Hollywood figures quit "rip-off" church as Australian prime minister threatens parliamentary inquiry into its activities.
The security at the red-brick and glass-walled horseshoe of the John
Joseph Moakley courthouse on Boston's waterfront was unusually tight.
Anybody who was not a member of the city's bar association was swept
with a search wand. Photo IDs were checked. Mobile phones were taken
from guests, who included the Hollywood star Tom Cruise.

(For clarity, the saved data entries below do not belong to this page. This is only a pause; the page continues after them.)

Issue #199, opened 2020-10-01
Set id or class on Drawer Items


joebochill:
#### Describe the desired behavior
Items in the drawer should do prop spreading so that users can set things like ids or classes on individual drawer (or userMenu) items.

#### Describe the current behavior
Only the properties defined on NavItem are supported:
![image](https://user-images.githubusercontent.com/29152776/94801702-6d703980-03b4-11eb-9974-2ba1c587286b.png)

#### Is this request related to a current issue?
This is a feature request from the SeedUI project. They want IDs on their drawer and user menu items so that they can find them for their automated tests.

#### Additional Context

We should add `HTMLAttributes<HTMLDivElement>` to the type definition for NavItem. 
~~We might also want to add an `InfoListItemProps` prop to spread props directly to the InfoListItem element as well.~~
Edit: we already have this and it might be the best way to address this issue.

joebochill:
This is a little trickier that just spreading the props to the div.

The `PXBlueDrawerInheritableProperties` cause issues with the destructuring of the props. Once we pull out the DrawerNavItemProps, we're left with a combination of the inheritable props and the div props. If we spread the inheritable props to the div, you'll get console errors for unrecognized props. 

I haven't found a convenient way to programmatically remove the inheritable props from the object (without manually specifying each one...which is not ideal for future maintainability).

If we cant figure out a good way to do that, we could just spread the most popular div props instead of all of them (id, className, style, other?).

joebochill:
InfoListItemProps covers this, see #200

huayunh:
Maybe we gotta have more examples in the readme to cover how this works :P

PR #200, opened 2020-10-01
Feature/spread drawer item

joebochill:
Partially deals with #199.

- Allow user to supply id, style, and className properties to NavItems (so they can be targeted by automated tests)

> Testable via @pxblue/react-components@4.2.0-beta.0

### DIFF
--- a/CHANGELOG.md
+++ b/CHANGELOG.md
@@ -1,5 +1,11 @@
 # Changelog
 
+## TBD
+
+### Added
+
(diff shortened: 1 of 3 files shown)


joebochill:
I confirmed that the InfoListItem props works well for this. It puts the id on the InfoListItem instead of the parent wrapper div. I have a question out to Jack to see if that will suffice for his tests (I suspect it will), in which case I will close this PR.

joebochill:
Jack confirmed the ILIProps will work for his purposes.

PR #236, opened 2016-07-18
Remove preact-svg, add utility libraries

queckezz:
This PR removes `preact-svg` (since it's deprecated) from the readme as well as adding `preact-classless-component`, `preact-hyperscript`.

Do you prefer to keep a maintainable, high-quality list of modules or is it possible to move the tools section to a wiki so anybody could add their library?

### DIFF
--- a/README.md
+++ b/README.md
@@ -39,7 +39,6 @@ As one would expect coming from React, Components are simple building blocks for
 ## Libraries & Add-ons
 
 - :earth_americas: [**preact-router**](https://git.io/preact-router): URL routing for your components.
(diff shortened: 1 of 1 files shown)


developit:
Hi @queckezz - I'd actually like to get these into the Preact website itself, since the intent is to remove the wiki entirely.  The website was originally forked from the wiki content, and has been kept up to date better.

If you're willing, I'd love a PR for these changes to the website:
https://github.com/developit/preact-www/blob/master/content/about/libraries-addons.md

The occasion was a memorial service for Scientology's
top legal adviser for a quarter of a century, Earle Cooley. The
controversial head of Scientology worldwide, David Miscavige, delivered
the eulogy, thanking his late friend for his contribution to the neo-religion during his career, much of which was spent pursuing journalists and former members who spoke out against it.
Miscavige
may since have wondered privately what Cooley would have made of the
events of last week. Scientology, founded in 1953 by the late science
fiction pulp novelist, serial fantasist and inveterate self-publicist L
Ron Hubbard, is under fire again across the globe, following years of
struggle to be recognized - with some success - as a legitimate church.
The
church has just been denounced in the strongest possible terms in the
Australian parliament. Prime minister Kevin Rudd has expressed his
concern over allegations of "a worldwide pattern of abuse and
criminality" and is contemplating a parliamentary inquiry. The
organization is under police investigation and yesterday angry
ex-Scientologists, spurred on by the claims, converged on its
Australian headquarters calling for its tax-exempt status to be revoked.